Materials provided:

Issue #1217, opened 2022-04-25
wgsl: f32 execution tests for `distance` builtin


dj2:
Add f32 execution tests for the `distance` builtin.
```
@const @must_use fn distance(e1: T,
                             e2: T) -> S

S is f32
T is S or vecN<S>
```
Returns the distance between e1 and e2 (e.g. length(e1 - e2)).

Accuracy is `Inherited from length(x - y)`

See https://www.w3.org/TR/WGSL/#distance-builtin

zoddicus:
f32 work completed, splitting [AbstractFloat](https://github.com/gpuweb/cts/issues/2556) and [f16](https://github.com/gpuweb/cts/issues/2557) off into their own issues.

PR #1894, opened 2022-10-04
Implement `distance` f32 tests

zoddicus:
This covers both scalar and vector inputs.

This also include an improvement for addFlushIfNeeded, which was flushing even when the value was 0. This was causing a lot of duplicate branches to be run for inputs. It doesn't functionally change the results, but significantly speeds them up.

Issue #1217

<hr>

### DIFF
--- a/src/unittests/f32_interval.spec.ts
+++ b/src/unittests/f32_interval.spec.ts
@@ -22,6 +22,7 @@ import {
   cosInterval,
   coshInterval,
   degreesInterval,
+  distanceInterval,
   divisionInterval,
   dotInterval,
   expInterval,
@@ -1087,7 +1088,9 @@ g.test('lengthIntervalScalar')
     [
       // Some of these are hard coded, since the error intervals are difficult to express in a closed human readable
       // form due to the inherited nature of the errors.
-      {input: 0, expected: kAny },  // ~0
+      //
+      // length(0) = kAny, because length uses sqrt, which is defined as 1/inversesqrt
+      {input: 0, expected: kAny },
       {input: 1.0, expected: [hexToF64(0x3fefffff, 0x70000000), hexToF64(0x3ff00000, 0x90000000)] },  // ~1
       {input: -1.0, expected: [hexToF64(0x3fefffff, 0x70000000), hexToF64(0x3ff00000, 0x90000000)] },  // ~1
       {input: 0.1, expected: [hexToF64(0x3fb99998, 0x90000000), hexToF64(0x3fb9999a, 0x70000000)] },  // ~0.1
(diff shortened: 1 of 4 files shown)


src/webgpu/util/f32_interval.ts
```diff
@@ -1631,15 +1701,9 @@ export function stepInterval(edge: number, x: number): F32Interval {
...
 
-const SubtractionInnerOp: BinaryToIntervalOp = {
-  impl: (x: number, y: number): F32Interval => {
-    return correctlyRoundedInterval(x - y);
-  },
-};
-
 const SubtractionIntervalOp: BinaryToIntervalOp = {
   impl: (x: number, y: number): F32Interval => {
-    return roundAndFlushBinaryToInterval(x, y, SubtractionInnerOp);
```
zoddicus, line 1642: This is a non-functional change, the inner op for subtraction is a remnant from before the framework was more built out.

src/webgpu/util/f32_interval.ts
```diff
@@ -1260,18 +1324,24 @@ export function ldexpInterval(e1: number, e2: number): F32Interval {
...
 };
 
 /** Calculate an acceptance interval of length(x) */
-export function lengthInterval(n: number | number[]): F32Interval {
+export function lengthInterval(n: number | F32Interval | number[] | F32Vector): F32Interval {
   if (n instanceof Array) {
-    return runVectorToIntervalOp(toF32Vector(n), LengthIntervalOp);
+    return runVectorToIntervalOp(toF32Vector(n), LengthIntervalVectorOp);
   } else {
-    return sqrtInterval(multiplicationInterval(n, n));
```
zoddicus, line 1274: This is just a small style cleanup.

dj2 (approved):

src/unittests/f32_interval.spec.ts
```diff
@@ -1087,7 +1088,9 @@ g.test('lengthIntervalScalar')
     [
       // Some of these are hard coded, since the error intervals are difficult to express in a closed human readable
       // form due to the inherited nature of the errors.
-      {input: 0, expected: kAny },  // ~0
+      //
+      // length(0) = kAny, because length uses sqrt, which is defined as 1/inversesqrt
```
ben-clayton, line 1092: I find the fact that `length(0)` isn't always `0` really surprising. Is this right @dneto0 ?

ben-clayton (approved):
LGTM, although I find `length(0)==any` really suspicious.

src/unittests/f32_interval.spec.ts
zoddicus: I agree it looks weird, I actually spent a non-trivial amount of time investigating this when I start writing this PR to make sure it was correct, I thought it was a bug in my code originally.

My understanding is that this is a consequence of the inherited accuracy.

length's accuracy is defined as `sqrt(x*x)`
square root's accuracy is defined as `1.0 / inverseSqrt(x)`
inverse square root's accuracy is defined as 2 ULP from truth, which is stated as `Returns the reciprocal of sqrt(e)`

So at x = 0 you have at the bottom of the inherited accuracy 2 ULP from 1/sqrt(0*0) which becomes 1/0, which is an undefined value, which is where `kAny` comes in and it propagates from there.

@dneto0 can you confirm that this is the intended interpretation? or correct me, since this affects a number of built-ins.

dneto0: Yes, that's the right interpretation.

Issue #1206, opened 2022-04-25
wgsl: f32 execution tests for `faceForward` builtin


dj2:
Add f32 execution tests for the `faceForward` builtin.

Aim of the task: Reproduce all of the material above word for word.

Response:
Issue #1217, opened 2022-04-25
wgsl: f32 execution tests for `distance` builtin


dj2:
Add f32 execution tests for the `distance` builtin.
```
@const @must_use fn distance(e1: T,
                             e2: T) -> S

S is f32
T is S or vecN<S>
```
Returns the distance between e1 and e2 (e.g. length(e1 - e2)).

Accuracy is `Inherited from length(x - y)`

See https://www.w3.org/TR/WGSL/#distance-builtin

zoddicus:
f32 work completed, splitting [AbstractFloat](https://github.com/gpuweb/cts/issues/2556) and [f16](https://github.com/gpuweb/cts/issues/2557) off into their own issues.

PR #1894, opened 2022-10-04
Implement `distance` f32 tests

zoddicus:
This covers both scalar and vector inputs.

This also include an improvement for addFlushIfNeeded, which was flushing even when the value was 0. This was causing a lot of duplicate branches to be run for inputs. It doesn't functionally change the results, but significantly speeds them up.

Issue #1217

<hr>

### DIFF
--- a/src/unittests/f32_interval.spec.ts
+++ b/src/unittests/f32_interval.spec.ts
@@ -22,6 +22,7 @@ import {
   cosInterval,
   coshInterval,
   degreesInterval,
+  distanceInterval,
   divisionInterval,
   dotInterval,
   expInterval,
@@ -1087,7 +1088,9 @@ g.test('lengthIntervalScalar')
     [
       // Some of these are hard coded, since the error intervals are difficult to express in a closed human readable
       // form due to the inherited nature of the errors.
-      {input: 0, expected: kAny },  // ~0
+      //
+      // length(0) = kAny, because length uses sqrt, which is defined as 1/inversesqrt
+      {input: 0, expected: kAny },
       {input: 1.0, expected: [hexToF64(0x3fefffff, 0x70000000), hexToF64(0x3ff00000, 0x90000000)] },  // ~1
       {input: -1.0, expected: [hexToF64(0x3fefffff, 0x70000000), hexToF64(0x3ff00000, 0x90000000)] },  // ~1
       {input: 0.1, expected: [hexToF64(0x3fb99998, 0x90000000), hexToF64(0x3fb9999a, 0x70000000)] },  // ~0.1
(diff shortened: 1 of 4 files shown)


src/webgpu/util/f32_interval.ts
```diff
@@ -1631,15 +1701,9 @@ export function stepInterval(edge: number, x: number): F32Interval {
...
 
-const SubtractionInnerOp: BinaryToIntervalOp = {
-  impl: (x: number, y: number): F32Interval => {
-    return correctlyRoundedInterval(x - y);
-  },
-};
-
 const SubtractionIntervalOp: BinaryToIntervalOp = {
   impl: (x: number, y: number): F32Interval => {
-    return roundAndFlushBinaryToInterval(x, y, SubtractionInnerOp);
```
zoddicus, line 1642: This is a non-functional change, the inner op for subtraction is a remnant from before the framework was more built out.

src/webgpu/util/f32_interval.ts
```diff
@@ -1260,18 +1324,24 @@ export function ldexpInterval(e1: number, e2: number): F32Interval {
...
 };
 
 /** Calculate an acceptance interval of length(x) */
-export function lengthInterval(n: number | number[]): F32Interval {
+export function lengthInterval(n: number | F32Interval | number[] | F32Vector): F32Interval {
   if (n instanceof Array) {
-    return runVectorToIntervalOp(toF32Vector(n), LengthIntervalOp);
+    return runVectorToIntervalOp(toF32Vector(n), LengthIntervalVectorOp);
   } else {
-    return sqrtInterval(multiplicationInterval(n, n));
```
zoddicus, line 1274: This is just a small style cleanup.

dj2 (approved):

src/unittests/f32_interval.spec.ts
```diff
@@ -1087,7 +1088,9 @@ g.test('lengthIntervalScalar')
     [
       // Some of these are hard coded, since the error intervals are difficult to express in a closed human readable
       // form due to the inherited nature of the errors.
-      {input: 0, expected: kAny },  // ~0
+      //
+      // length(0) = kAny, because length uses sqrt, which is defined as 1/inversesqrt
```
ben-clayton, line 1092: I find the fact that `length(0)` isn't always `0` really surprising. Is this right @dneto0 ?

ben-clayton (approved):
LGTM, although I find `length(0)==any` really suspicious.

src/unittests/f32_interval.spec.ts
zoddicus: I agree it looks weird, I actually spent a non-trivial amount of time investigating this when I start writing this PR to make sure it was correct, I thought it was a bug in my code originally.

My understanding is that this is a consequence of the inherited accuracy.

length's accuracy is defined as `sqrt(x*x)`
square root's accuracy is defined as `1.0 / inverseSqrt(x)`
inverse square root's accuracy is defined as 2 ULP from truth, which is stated as `Returns the reciprocal of sqrt(e)`

So at x = 0 you have at the bottom of the inherited accuracy 2 ULP from 1/sqrt(0*0) which becomes 1/0, which is an undefined value, which is where `kAny` comes in and it propagates from there.

@dneto0 can you confirm that this is the intended interpretation? or correct me, since this affects a number of built-ins.

dneto0: Yes, that's the right interpretation.

Issue #1206, opened 2022-04-25
wgsl: f32 execution tests for `faceForward` builtin


dj2:
Add f32 execution tests for the `faceForward` builtin.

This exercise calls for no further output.